:: What to work on ::
Among the lines below, tally those that hold "title". Return the number and nothing more.

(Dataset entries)
● ● ●

PR #1341, opened 2024-10-11
(fix) O3-3787 : Refresh workspace title when clicked on new patient

kb019:
## Requirements

## Summary
I have mentioned detailed solution in this [PR](https://github.com/openmrs/openmrs-esm-core/pull/1177). For now this might be like a temporary solution.
The workspace title which was set dynamically does not updated when clicked on other patients.Putting the props which are passed to the title node as a dependency in useEffect works.
[OpenMRS - Personal - Microsoft_ Edge 2024-10-10 21-26-09.webm](https://github.com/user-attachments/assets/109330d6-b3c3-46e7-b7d0-5725a3505eda)

## Related Issue
https://openmrs.atlassian.net/browse/O3-3787


chibongho (approved):
Wow, that's it? Nice work!

kb019:
> Wow, that's it? Nice work!

Thanks @chibongho .

brandones:
I think this is the correct way to solve the problem.

denniskigen:
https://react.dev/learn/preserving-and-resetting-state#option-2-resetting-state-with-a-key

● ● ●

:: Response for this exercise ::
2